**Exercise directions:**
Please set down the records exactly, keeping every line.

**Input:**
Issue #131, opened 2022-07-05
Batch claimable amounts with token sums


micahalcorn:
If we're going to have so many line items on the eligibility page, let's provide totals so that there is some continuity between the amounts shown here and the amounts on the claim/lock screen. Let's conditionally show a total for OGV and veOGV but only if there are multiple line items that the user is eligible for. The majority of users who only get OGV for holding OGN should not have any sums.

![ogv_03](https://user-images.githubusercontent.com/273937/177409663-972f8654-97cb-4670-b84a-f3cdca42966a.png)

micahalcorn:
<img width="652" alt="Screen Shot 2022-07-07 at 10 49 35 PM" src="https://user-images.githubusercontent.com/273937/177925655-2d5d6b8d-54c0-4701-96e5-3b2fc050f501.png">

sparrowDom:
done via: https://github.com/OriginProtocol/ousd-governance/pull/241

PR #214, opened 2022-07-10
Show locked OGV not veOGV in eligibility table

tomhirst:
I just noticed this while testing:

It doesn't make sense to show veOGV as the token received in the eligibility phase for OUSD holders, because the amount and token type don't align.

For instance: If someone qualifies for the airdrop from being an OUSD (or wOUSD) holder, they receive the amount of OGV specified, but pre-locked. They don't receive the amount of OGV 1 for 1 as veOGV. It's actually higher than we show.

This could also cause confusion at the final claim stage where we show locked OGV eligible for then the veOGV to be received today.

Proposed changes to the token table, from:

Screenshot 2022-07-10 at 11 54 13

To:

Screenshot 2022-07-10 at 11 57 40

### DIFF
--- a/client/components/claim/EligibilityItem.tsx
+++ b/client/components/claim/EligibilityItem.tsx
@@ -39,12 +39,12 @@ const EligibilityItem: FunctionComponent<EligibilityItemProps> = ({
           <div className="flex space-x-2 items-center">
             <TokenIcon
               src="/ogv.svg"
-              alt={showOgvToken ? "OGV" : "locked OGV"}
+              alt={showOgvToken ? "OGV" : "pre-locked OGV"}
             />
             <ReactTooltip id={id} place="top" type="dark" effect="solid">
               <span>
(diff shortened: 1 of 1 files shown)


tomhirst:
Screenshot 2022-07-10 at 11 59 17

110 OGV and 587.66 veOGV shown at claim step, not 110 veOGV.

tomhirst:
Update on this, regarding an idea from @sparrowDom 

Screenshot 2022-07-10 at 19 49 22

micahalcorn:
Good call, I think I prefer @tomhirst's "pre-locked OGV" for a few reasons:

1) The user hasn't been introduced to the concept of veOGV yet
2) It simplifies the [sum of how much you get to claim](https://github.com/OriginProtocol/ousd-governance/issues/131) if we wanted to add that
3) It avoids the confusion that I have with our veOGV icon looking like the green checkmark

sparrowDom:
cool, merging in as is then

PR #218, opened 2022-07-10
Update seconds in a month variable in the dApp

tomhirst:
This updates the variable we use across the dApp for seconds in a month.


tomhirst:
Merging this because we need it now.

sparrowDom (commented):
cool LGTM

Issue #230, opened 2022-07-11
Offer OGV to ineligible users


micahalcorn:
On the eligibility step, make trying another address the secondary CTA and focus on buying OGV as the suggested action.

- [x] Move "Try another address" to a small link below the currently-connected address
- [x] Change the button style to a filled/solid green instead of outline/wire
- [x] Change the button text to "Buy OGV"
- [x] Point the button to https://www.huobi.com/exchange/ogv_usdt
- [x] Add larger text between the link and the button saying "OGV stakers earn a 123.45% variable APY"

<img width="407" alt="Screen Shot 2022-07-11 at 1 28 12 AM" src="https://user-images.githubusercontent.com/273937/178221864-ba313146-0ee1-42b4-8067-ce4e773eafa4.png">

PR #237, opened 2022-07-11
Add APY to staking page for users with 0 balance and 0 stakes

tomhirst:
Addresses #230 

Screenshot 2022-07-11 at 12 42 23


sparrowDom (approved):
Works nicely

PR #242, opened 2022-07-11
update video links

sparrowDom:
update video links


sparrowDom:
will merge this in and deploy it. Have tested the claim experience so each video is in the correct section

**Answer for the task:**
Issue #131, opened 2022-07-05
Batch claimable amounts with token sums


micahalcorn:
If we're going to have so many line items on the eligibility page, let's provide totals so that there is some continuity between the amounts shown here and the amounts on the claim/lock screen. Let's conditionally show a total for OGV and veOGV but only if there are multiple line items that the user is eligible for. The majority of users who only get OGV for holding OGN should not have any sums.

![ogv_03](https://user-images.githubusercontent.com/273937/177409663-972f8654-97cb-4670-b84a-f3cdca42966a.png)

micahalcorn:
<img width="652" alt="Screen Shot 2022-07-07 at 10 49 35 PM" src="https://user-images.githubusercontent.com/273937/177925655-2d5d6b8d-54c0-4701-96e5-3b2fc050f501.png">

sparrowDom:
done via: https://github.com/OriginProtocol/ousd-governance/pull/241

PR #214, opened 2022-07-10
Show locked OGV not veOGV in eligibility table

tomhirst:
I just noticed this while testing:

It doesn't make sense to show veOGV as the token received in the eligibility phase for OUSD holders, because the amount and token type don't align.

For instance: If someone qualifies for the airdrop from being an OUSD (or wOUSD) holder, they receive the amount of OGV specified, but pre-locked. They don't receive the amount of OGV 1 for 1 as veOGV. It's actually higher than we show.

This could also cause confusion at the final claim stage where we show locked OGV eligible for then the veOGV to be received today.

Proposed changes to the token table, from:

Screenshot 2022-07-10 at 11 54 13

To:

Screenshot 2022-07-10 at 11 57 40

### DIFF
--- a/client/components/claim/EligibilityItem.tsx
+++ b/client/components/claim/EligibilityItem.tsx
@@ -39,12 +39,12 @@ const EligibilityItem: FunctionComponent<EligibilityItemProps> = ({
           <div className="flex space-x-2 items-center">
             <TokenIcon
               src="/ogv.svg"
-              alt={showOgvToken ? "OGV" : "locked OGV"}
+              alt={showOgvToken ? "OGV" : "pre-locked OGV"}
             />
             <ReactTooltip id={id} place="top" type="dark" effect="solid">
               <span>
(diff shortened: 1 of 1 files shown)


tomhirst:
Screenshot 2022-07-10 at 11 59 17

110 OGV and 587.66 veOGV shown at claim step, not 110 veOGV.

tomhirst:
Update on this, regarding an idea from @sparrowDom 

Screenshot 2022-07-10 at 19 49 22

micahalcorn:
Good call, I think I prefer @tomhirst's "pre-locked OGV" for a few reasons:

1) The user hasn't been introduced to the concept of veOGV yet
2) It simplifies the [sum of how much you get to claim](https://github.com/OriginProtocol/ousd-governance/issues/131) if we wanted to add that
3) It avoids the confusion that I have with our veOGV icon looking like the green checkmark

sparrowDom:
cool, merging in as is then

PR #218, opened 2022-07-10
Update seconds in a month variable in the dApp

tomhirst:
This updates the variable we use across the dApp for seconds in a month.


tomhirst:
Merging this because we need it now.

sparrowDom (commented):
cool LGTM

Issue #230, opened 2022-07-11
Offer OGV to ineligible users


micahalcorn:
On the eligibility step, make trying another address the secondary CTA and focus on buying OGV as the suggested action.

- [x] Move "Try another address" to a small link below the currently-connected address
- [x] Change the button style to a filled/solid green instead of outline/wire
- [x] Change the button text to "Buy OGV"
- [x] Point the button to https://www.huobi.com/exchange/ogv_usdt
- [x] Add larger text between the link and the button saying "OGV stakers earn a 123.45% variable APY"

<img width="407" alt="Screen Shot 2022-07-11 at 1 28 12 AM" src="https://user-images.githubusercontent.com/273937/178221864-ba313146-0ee1-42b4-8067-ce4e773eafa4.png">

PR #237, opened 2022-07-11
Add APY to staking page for users with 0 balance and 0 stakes

tomhirst:
Addresses #230 

Screenshot 2022-07-11 at 12 42 23


sparrowDom (approved):
Works nicely

PR #242, opened 2022-07-11
update video links

sparrowDom:
update video links


sparrowDom:
will merge this in and deploy it. Have tested the claim experience so each video is in the correct section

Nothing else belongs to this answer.